Brief
The answer must be every line of the data that holds the word "files".

Data extract

┌────────

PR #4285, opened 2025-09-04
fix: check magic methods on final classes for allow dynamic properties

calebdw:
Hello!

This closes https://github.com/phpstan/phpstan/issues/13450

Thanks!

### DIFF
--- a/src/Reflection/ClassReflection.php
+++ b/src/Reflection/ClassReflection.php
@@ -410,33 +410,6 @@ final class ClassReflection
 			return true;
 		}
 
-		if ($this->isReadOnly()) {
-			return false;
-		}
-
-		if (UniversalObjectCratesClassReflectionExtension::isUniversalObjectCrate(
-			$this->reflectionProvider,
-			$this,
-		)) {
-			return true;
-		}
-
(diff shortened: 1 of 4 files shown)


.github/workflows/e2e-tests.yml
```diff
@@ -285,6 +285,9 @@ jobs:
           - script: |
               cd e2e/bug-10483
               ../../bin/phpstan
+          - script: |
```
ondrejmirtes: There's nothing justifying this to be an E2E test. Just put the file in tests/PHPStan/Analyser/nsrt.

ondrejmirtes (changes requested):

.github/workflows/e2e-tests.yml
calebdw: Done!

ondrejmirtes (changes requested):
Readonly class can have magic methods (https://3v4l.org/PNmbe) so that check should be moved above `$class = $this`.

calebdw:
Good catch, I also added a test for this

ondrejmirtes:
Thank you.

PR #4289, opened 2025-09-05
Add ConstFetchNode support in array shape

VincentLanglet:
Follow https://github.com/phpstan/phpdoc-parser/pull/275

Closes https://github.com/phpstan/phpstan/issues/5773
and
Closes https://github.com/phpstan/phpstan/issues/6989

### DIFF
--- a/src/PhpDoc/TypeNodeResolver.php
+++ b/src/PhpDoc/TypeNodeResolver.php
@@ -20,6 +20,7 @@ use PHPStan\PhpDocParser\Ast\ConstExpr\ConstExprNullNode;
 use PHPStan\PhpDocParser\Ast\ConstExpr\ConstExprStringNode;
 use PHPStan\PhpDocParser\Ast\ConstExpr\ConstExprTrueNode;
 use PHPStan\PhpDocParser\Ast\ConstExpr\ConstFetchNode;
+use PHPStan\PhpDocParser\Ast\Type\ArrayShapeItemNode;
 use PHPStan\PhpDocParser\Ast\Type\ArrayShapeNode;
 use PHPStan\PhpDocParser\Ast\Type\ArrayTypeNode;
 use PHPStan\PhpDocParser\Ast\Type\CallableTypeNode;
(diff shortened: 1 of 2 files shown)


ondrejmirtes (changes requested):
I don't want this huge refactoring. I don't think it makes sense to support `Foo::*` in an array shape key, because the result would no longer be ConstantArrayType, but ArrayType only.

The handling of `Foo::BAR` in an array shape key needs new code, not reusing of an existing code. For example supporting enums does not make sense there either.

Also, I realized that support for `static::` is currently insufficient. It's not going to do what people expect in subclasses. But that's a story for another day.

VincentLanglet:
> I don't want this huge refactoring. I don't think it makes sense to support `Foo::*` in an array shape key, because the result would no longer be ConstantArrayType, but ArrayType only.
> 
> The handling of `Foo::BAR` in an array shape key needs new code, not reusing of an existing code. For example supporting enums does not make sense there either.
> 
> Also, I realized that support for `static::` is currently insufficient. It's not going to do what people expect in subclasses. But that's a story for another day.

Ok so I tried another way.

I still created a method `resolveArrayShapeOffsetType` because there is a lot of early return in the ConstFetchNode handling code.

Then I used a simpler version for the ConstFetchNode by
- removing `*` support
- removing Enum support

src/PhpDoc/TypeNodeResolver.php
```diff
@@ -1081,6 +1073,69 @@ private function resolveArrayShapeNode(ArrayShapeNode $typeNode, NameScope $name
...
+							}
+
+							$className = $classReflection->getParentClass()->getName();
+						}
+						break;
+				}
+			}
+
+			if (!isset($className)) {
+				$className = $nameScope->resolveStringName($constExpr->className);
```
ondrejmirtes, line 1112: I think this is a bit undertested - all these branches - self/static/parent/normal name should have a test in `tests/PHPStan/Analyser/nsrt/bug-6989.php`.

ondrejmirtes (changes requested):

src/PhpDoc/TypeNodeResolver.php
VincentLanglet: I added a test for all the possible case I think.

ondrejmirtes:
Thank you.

└────────

Problem solution
(diff shortened: 1 of 4 files shown)
(diff shortened: 1 of 2 files shown)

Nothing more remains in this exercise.